• _The data_:
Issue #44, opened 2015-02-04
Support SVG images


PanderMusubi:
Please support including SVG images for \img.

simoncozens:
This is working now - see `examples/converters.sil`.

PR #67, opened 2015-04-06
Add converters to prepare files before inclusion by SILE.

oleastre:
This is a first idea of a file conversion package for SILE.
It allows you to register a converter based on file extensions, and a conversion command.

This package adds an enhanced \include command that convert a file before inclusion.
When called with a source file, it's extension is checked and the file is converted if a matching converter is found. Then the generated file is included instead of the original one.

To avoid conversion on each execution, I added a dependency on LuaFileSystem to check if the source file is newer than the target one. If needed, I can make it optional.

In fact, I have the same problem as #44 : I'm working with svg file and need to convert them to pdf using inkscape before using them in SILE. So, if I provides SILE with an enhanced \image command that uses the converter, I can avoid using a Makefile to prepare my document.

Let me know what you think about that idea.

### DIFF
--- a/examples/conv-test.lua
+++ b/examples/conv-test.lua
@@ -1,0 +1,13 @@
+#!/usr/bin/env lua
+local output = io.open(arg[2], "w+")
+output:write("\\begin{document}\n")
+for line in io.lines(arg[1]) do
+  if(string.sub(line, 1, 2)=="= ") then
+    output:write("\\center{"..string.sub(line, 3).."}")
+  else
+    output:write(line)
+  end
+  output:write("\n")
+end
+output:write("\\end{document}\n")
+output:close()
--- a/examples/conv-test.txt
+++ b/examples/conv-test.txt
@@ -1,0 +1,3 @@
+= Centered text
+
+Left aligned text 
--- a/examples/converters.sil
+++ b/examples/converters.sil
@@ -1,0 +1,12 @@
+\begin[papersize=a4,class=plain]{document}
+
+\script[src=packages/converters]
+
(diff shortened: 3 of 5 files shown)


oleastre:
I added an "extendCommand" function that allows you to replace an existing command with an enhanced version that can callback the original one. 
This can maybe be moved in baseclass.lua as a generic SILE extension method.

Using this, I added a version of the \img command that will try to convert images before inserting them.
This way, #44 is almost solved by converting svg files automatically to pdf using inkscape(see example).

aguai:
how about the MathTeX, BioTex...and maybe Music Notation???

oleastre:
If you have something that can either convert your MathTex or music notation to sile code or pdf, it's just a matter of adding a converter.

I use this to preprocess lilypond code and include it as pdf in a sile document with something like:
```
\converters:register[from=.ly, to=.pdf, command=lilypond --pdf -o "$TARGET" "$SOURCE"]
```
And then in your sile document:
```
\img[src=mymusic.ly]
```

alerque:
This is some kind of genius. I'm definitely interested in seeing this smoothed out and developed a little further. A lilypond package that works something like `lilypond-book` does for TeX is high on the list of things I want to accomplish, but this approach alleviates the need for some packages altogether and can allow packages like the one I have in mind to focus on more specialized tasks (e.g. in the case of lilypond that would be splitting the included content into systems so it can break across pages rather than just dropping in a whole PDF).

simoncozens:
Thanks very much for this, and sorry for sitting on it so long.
* * *
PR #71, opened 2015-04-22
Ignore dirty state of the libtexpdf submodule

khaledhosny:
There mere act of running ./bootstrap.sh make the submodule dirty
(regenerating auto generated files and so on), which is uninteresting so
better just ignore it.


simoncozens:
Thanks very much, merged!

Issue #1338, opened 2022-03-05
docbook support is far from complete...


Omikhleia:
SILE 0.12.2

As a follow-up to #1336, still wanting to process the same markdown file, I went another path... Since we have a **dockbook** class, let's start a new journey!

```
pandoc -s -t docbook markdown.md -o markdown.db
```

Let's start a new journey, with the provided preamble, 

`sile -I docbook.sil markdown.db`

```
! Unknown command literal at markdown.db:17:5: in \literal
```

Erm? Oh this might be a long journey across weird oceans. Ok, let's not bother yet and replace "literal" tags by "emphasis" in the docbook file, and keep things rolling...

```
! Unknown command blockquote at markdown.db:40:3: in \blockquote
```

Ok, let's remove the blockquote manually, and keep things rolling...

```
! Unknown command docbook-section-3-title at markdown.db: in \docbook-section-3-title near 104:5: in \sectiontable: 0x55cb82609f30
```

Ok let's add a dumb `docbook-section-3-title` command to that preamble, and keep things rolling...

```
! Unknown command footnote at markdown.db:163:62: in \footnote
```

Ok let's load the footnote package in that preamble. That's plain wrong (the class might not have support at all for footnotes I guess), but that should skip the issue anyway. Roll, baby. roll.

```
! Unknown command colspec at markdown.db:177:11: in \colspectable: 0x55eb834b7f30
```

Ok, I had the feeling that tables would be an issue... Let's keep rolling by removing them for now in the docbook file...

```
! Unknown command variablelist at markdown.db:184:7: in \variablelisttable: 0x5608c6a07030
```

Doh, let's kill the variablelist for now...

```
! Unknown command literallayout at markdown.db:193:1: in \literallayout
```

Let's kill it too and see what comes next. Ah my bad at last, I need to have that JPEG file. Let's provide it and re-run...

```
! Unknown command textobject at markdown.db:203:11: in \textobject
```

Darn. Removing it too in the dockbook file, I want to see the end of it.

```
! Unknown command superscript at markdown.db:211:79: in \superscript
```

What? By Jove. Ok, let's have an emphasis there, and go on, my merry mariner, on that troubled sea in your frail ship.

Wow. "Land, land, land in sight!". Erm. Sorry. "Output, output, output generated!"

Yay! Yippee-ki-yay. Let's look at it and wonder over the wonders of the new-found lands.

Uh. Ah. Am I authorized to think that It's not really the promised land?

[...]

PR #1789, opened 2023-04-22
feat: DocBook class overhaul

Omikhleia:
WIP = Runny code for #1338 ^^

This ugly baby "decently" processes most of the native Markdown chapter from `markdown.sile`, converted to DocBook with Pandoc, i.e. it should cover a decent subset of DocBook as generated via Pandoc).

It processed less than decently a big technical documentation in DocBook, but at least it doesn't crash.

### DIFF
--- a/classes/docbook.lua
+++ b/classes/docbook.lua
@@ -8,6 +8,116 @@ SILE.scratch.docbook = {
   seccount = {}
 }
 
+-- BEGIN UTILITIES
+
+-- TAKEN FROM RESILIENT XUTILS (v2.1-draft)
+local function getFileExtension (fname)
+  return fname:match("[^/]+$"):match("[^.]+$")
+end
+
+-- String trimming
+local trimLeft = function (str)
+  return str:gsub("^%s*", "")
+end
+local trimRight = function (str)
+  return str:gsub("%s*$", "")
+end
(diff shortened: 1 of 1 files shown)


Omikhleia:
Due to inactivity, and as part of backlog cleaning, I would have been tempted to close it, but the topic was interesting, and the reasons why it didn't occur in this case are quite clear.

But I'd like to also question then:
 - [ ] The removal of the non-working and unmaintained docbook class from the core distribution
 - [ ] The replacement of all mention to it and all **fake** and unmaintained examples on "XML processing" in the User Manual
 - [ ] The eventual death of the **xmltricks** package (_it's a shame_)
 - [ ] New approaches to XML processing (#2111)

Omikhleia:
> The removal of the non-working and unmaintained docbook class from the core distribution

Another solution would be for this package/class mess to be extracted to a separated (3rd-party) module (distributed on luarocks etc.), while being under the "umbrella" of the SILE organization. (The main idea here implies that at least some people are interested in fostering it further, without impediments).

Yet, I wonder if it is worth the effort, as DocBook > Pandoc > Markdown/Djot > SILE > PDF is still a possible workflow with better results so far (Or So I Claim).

• _Your goal_:
Every line holding the word "preamble" should be copied out of the records above.

• _Written solution_:
Let's start a new journey, with the provided preamble, 
Ok let's add a dumb `docbook-section-3-title` command to that preamble, and keep things rolling...
Ok let's load the footnote package in that preamble. That's plain wrong (the class might not have support at all for footnotes I guess), but that should skip the issue anyway. Roll, baby. roll.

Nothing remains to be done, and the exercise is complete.